Influence of the Forward Difference Scheme for the Time Derivative on the Stability of Wave Equation Numerical Solution

TL;DR

This paper investigates how the forward difference scheme for the time derivative affects the stability of numerical solutions to the wave equation, comparing it with other schemes and highlighting the importance of spatial discretization.

Contribution

It provides a detailed stability analysis of the forward difference scheme in the wave equation context, showing stability depends on both time and spatial discretization schemes.

Findings

Forward difference scheme does not always cause instability.

Stability can be maintained with appropriate spatial difference schemes.

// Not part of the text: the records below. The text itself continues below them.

PR #4713, opened 2024-04-24
Rill Developer: Fix Welcome workflow

ericpgreen2:
Upon selecting an example project, the user is now directed to the dashboard YAML, rather than to the dashboard Preview. This both gives the user context for what a Rill project is and it buys time for the chosen data to load. The "Preview" button is now disabled until the resource is ready (notably until all dependent sources have been ingested).

In its implementation, this PR simplifies `(viz)/dashboard/[name]/+page.svelte` and mirrors the `+page.ts` data loading approach taken in `(viz)/custom/[name]/+page.svelte`.

### DIFF
--- a/web-common/src/features/welcome/ProjectCards.svelte
+++ b/web-common/src/features/welcome/ProjectCards.svelte
@@ -59,7 +59,6 @@
       },
     });
     await goto(firstPage);
-    //  consider additionally opening up the project in a new tab
   }
 </script>
 
--- a/web-common/src/features/welcome/ProjectCards.svelte
+++ b/web-common/src/features/welcome/ProjectCards.svelte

The choice of spatial scheme is crucial for overall stability.

Abstract

Research on numerical stability of difference equations has been quite intensive in the past century. The choice of difference schemes for the derivative terms in these equations contributes to a wide range of the stability analysis issues - one of which is how a chosen scheme may directly or indirectly contribute to such stability. In the present paper, how far the forward difference scheme for the time derivative in the wave equation influences the stability of the equation numerical solution, is particularly investigated. The stability analysis of the corresponding difference equation involving four schemes, namely Lax's, central, forward, and rearward differences, were carried out, and the resulting stability criteria were compared. The results indicate that the instability of the solution of wave equation is not always due to the forward difference scheme for the time derivative. Rather, it is shown in this paper that the stability criterion is still possible when the spatial derivative is represented by an appropriate difference scheme. This sheds light on the degree of applicability of a difference scheme for a hyperbolic equation.